Rashida Richardson, New York Civil Liberties Union & Jay Stanley, Senior Policy Analyst, ACLU Speech, Privacy, and Technology Project
The TSA and Amtrak Police are trying out new see-through body scanners in New York City’s Penn Station that raise serious constitutional questions. And as is so often the case, the government is not being sufficiently transparent about the devices, how they will be used, on whom, and where they will eventually be deployed. We also don’t know who will have access to the information they collect or for how long.
There is also reason to believe the technology may not work as well as the TSA says it does.
This “passive millimeter wave” technology works by detecting the heat radiating from the human body and analyzing ways in which those emanations may be being blocked by objects hidden on a person’s body. The machines do not emit x-rays or other radiation. The theory is that the operator of the technology will be able to tell if large object such as a suicide vest device is present underneath a person’s clothing. The technology uses an algorithm to determine whether there is an anomaly. The two devices in use are the Stand Off Explosive Detection Technology created by QinetiQ, and Digital Barriers from Thruvis.
There are several concerns associated with this technology. First, it is not clear whether the anticipated uses of the technology are constitutional. Under the Fourth Amendment, the government is generally not permitted to search individuals without a warrant.
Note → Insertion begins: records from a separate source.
PR #286, opened 2017-04-11
Validate tokens on login

sirosen:
Adds calls to `validate_token()` on `globus login`. Long-standing TODO item.

### DIFF
--- a/globus_cli/commands/login.py
+++ b/globus_cli/commands/login.py
@@ -84,7 +84,13 @@ def check_logged_in():
             whoami_email is None or whoami_name is None):
         return False
 
-    # TODO: check that the tokens are valid
+    # check that tokens are valid
+    native_client = internal_auth_client()
+    for tok in (transfer_rt, auth_rt):
+        res = native_client.validate_token(tok)
+        if not res['active']:
+            return False
+
     return True
 
 
--- a/globus_cli/commands/login.py
+++ b/globus_cli/commands/login.py
@@ -87,7 +87,7 @@ def check_logged_in():
     # check that tokens are valid
     native_client = internal_auth_client()
     for tok in (transfer_rt, auth_rt):
-        res = native_client.validate_token(tok)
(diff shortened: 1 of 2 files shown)


globus_cli/commands/login.py
```diff
@@ -84,7 +84,13 @@ def check_logged_in():
             whoami_email is None or whoami_name is None):
         return False
 
-    # TODO: check that the tokens are valid
+    # check that tokens are valid
+    native_client = internal_auth_client()
+    for tok in (transfer_rt, auth_rt):
+        res = native_client.validate_token(tok)
```
jaswilli: The method name is `oauth2_validate_token()`.

tests/unit/test_login_command.py
```diff
@@ -0,0 +1,22 @@
...
+
+from tests.framework.cli_testcase import CliTestCase
+
+from globus_cli.config import AUTH_RT_OPTNAME, TRANSFER_RT_OPTNAME
+
+
+class EndpointCreateTests(CliTestCase):
+    @mock.patch('globus_cli.commands.login.internal_auth_client')
+    def test_login_validates_token(self, get_client):
+        ac = mock.MagicMock()
```
jaswilli: MagicMock strikes again!

sirosen: 😭

sirosen:
@jaswilli, I just pushed a fix for this. Not only did I fix the method name, but I also added a `spec=globus_sdk.NativeAppAuthClient` to ensure that it can't sneak back in.

We should probably be `spec=...`ing more aggressively, because of the problems with Mock.
The Mock docs also point out the fun possibility of `mock.assert_called_once_with(...)` being mispelled as `mock.assret_called_once_wth(...)`, which would pass silently...

jaswilli:
> mispelled as mock.assret_called_once_wth(...), which would pass silently...

Ha. I did notice that one later on as well.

Body scanners may be used in airports because of an “administrative exception” to the Fourth Amendment that the courts have found is reasonable because of the unique security vulnerabilities of aircraft. But it is far from clear that the courts will permit this exception to expand to cover every crowded public place in America.
Other factors that may affect its constitutionality include whether people are able to opt out of being searched (it appears they are not), the technology’s resolution and precision, and the extent to which it detects not only true threats but other personal belongings as well, such as back braces, money belts, personal medical devices such as colostomy bags, and anything else someone might have on their person. Will an alert from this machine be sufficient to constitute justification for detaining someone, or probable cause to search them?
We don’t know enough about the capabilities of this technology to know for sure — and we don’t know how its capabilities are likely to grow in the future. If it is as coarse a detector as television images suggest, it is likely to have a very high rate of false positives — and that’s likely to make the government want to make it ever more detailed and high-resolution. If it becomes higher resolution, that means it will see all kinds of other personal effects as well. Either way, there are serious privacy problems with this technology.
In addition, until the device can be scaled up so it scans everyone who goes through a certain area, the technology can be aimed at certain people. It’s up to the operator to determine which people get scanned and which don’t. This means people are subject to a virtual stop-and-frisk, a policing tactic historically known for its extremely discriminatory impact on Black and Latino people.
Will officials perform this digital stop-and-frisk on a white man in a suit, or a brown man with a beard or a black teen in a hoodie? If history is any guide, we know the answer.
Once an anomaly is detected, a computer algorithm determines whether the abnormality presents a “green,” “yellow” or “red” risk level. We don’t know what happens if someone provokes a “yellow” or a “red” alert or if even some “green” alerts will still cause further scrutiny. Does a security official make a judgment call on whether to interrogate or otherwise hassle that person? If so, will they decide to scrutinize our old friends white man in a suit or brown man with a beard? And will the NYPD have access to the technology or the scans?
We also don’t know how the algorithm is determining the threat level that gets spit out. We don’t know what factors it is considering, the weight of those factors, what tradeoffs occurred when the systems was developed, or the data it was trained on to determine if the system is accurate. When algorithms are not tested for potential errors or bias, they are often found to have discriminatory impacts on certain groups, particularly people of color.
However the technology is deployed, there are very good reasons to doubt that it would be effective in spotting threats. Even in the most controlled conditions, such as airport scanners, millimeter wave technology can produce a lot of false-positives. In a crowded, bustling location full of fast-moving people, the error rate would probably be even higher. And if there is any location where people are likely to have all kinds of things on and about their bodies, it’s a busy travel hub like Penn Station. If this device is generating alarms every minute it will quickly become useless — and it could mean that many innocent people will be needlessly subject to invasive searches or lengthy interrogations.
The technology may also miss true threats. Ben Wallace, a British politician who used to work for QinetiQ, told the Christian Science Monitor that the scanners would likely not pick up “the current explosive devices being used by Al Qaeda,” because of their low amounts of radiation.The Government Accountability Office and even Homeland Security itself have found in the past that body scanners have a high failure rate and are easily subverted.
From media reports on the new scanners, it’s unclear how long this pilot program will last or where else these devices could eventually end up across the country. But their sudden rollout is another example of potentially invasive and discriminatory technologies being deployed with little or no public input or accountability.